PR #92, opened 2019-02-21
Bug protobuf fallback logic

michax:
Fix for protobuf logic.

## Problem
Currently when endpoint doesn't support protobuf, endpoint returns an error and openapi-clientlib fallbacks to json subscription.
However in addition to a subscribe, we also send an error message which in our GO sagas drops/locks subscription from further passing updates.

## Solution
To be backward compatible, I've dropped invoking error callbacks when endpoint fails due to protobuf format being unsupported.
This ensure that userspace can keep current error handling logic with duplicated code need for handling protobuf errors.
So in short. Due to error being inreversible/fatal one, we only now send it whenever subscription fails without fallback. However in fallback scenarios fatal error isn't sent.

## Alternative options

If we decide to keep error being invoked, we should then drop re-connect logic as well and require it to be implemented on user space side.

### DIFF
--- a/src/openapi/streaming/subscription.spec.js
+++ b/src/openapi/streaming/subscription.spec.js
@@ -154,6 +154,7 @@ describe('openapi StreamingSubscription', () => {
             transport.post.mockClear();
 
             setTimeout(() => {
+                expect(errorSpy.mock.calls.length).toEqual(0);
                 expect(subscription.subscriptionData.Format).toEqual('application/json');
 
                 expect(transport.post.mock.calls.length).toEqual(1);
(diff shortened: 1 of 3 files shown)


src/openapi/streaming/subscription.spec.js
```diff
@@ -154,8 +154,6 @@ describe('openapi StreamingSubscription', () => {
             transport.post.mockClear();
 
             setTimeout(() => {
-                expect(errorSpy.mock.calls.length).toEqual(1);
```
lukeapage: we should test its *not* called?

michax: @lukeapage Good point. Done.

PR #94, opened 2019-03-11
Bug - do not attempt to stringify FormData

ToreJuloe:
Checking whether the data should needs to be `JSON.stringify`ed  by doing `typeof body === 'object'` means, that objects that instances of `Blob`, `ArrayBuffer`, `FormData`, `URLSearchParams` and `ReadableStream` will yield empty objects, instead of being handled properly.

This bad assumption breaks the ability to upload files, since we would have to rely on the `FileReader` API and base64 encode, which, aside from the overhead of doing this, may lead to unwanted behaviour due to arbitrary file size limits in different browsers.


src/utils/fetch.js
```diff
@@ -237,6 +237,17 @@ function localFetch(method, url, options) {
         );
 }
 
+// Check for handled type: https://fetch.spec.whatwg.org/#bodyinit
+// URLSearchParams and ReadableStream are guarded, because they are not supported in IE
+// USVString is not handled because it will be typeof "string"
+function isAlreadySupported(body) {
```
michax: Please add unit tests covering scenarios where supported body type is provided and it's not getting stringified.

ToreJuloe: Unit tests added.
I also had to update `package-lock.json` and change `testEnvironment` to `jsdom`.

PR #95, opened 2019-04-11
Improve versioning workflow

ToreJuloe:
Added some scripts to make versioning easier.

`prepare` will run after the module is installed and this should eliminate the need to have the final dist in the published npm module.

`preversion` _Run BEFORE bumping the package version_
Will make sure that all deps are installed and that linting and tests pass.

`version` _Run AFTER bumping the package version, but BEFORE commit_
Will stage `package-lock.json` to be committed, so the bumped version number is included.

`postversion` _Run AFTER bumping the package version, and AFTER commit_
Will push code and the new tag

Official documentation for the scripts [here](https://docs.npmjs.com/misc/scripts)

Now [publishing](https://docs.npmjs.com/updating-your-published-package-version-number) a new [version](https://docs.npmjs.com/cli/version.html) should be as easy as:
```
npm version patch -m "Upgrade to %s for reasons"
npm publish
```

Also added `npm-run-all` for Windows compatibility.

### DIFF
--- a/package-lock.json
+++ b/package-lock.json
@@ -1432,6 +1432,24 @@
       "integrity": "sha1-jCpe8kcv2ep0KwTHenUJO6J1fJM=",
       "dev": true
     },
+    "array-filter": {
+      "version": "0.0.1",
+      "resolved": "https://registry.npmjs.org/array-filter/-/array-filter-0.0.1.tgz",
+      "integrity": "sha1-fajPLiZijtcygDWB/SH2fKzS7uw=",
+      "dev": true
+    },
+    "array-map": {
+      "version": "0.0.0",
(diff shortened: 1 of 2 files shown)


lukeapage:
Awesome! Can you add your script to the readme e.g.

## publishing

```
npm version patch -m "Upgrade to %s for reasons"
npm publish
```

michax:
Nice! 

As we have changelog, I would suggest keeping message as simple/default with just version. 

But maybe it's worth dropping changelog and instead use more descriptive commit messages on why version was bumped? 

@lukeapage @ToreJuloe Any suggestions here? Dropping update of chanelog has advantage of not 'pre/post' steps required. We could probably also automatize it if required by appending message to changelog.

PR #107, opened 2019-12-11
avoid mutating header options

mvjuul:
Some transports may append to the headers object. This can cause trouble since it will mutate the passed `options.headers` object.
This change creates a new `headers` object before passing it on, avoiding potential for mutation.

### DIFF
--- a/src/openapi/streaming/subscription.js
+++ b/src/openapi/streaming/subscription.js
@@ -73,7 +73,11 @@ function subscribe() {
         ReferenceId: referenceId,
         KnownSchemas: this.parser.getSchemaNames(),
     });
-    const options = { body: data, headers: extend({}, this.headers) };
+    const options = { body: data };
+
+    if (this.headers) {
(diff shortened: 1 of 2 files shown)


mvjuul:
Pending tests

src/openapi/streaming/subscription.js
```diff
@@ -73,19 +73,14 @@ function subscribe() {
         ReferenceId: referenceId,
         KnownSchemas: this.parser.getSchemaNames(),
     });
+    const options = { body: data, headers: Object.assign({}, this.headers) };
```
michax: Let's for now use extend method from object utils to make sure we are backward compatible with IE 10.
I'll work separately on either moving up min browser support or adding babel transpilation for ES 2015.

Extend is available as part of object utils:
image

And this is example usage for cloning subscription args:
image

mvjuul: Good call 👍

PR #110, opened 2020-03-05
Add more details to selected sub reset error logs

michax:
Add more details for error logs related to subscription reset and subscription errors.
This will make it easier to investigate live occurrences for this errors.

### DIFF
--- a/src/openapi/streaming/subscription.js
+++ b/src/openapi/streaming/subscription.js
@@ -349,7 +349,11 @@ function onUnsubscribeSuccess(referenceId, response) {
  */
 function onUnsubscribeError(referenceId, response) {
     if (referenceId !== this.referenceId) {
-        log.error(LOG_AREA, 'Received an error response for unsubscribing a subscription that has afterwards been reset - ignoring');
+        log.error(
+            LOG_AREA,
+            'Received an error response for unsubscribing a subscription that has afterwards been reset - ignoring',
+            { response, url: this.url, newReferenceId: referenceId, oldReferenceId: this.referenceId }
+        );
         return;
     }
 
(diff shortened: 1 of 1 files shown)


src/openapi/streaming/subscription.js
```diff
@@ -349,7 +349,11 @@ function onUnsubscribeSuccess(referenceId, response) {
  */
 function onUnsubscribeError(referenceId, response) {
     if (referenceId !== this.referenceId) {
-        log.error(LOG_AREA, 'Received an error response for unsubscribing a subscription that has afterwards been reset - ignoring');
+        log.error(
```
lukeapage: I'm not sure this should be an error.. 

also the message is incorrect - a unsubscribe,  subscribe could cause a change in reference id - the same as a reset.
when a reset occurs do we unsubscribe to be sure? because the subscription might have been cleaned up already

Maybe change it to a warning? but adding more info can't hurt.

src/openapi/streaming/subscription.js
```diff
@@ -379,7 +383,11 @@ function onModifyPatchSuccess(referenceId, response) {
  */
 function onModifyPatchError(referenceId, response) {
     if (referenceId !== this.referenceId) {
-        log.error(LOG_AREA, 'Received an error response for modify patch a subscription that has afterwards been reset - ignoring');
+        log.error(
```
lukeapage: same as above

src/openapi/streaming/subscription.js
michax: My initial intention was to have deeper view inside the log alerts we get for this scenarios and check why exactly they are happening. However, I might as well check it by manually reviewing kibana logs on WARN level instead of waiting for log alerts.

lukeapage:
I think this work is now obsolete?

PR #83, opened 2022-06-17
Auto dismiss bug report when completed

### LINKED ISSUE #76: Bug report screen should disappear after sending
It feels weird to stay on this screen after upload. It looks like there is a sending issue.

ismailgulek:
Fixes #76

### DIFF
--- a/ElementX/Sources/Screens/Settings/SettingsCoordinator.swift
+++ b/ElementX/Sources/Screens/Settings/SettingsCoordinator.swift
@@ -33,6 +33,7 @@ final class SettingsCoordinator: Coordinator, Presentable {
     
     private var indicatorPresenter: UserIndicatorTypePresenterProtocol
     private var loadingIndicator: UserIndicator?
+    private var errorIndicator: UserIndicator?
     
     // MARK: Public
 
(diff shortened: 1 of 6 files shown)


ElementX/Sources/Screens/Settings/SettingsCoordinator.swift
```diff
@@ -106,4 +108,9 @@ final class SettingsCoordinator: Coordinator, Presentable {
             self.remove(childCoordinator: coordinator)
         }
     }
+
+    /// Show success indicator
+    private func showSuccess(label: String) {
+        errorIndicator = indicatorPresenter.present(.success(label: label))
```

^^^^^^^^^^^^^^^^

**Exercise directions**
What lines in the data above carry "const"? Return them all.

**Reply**
-    const options = { body: data, headers: extend({}, this.headers) };
+    const options = { body: data };
+    const options = { body: data, headers: Object.assign({}, this.headers) };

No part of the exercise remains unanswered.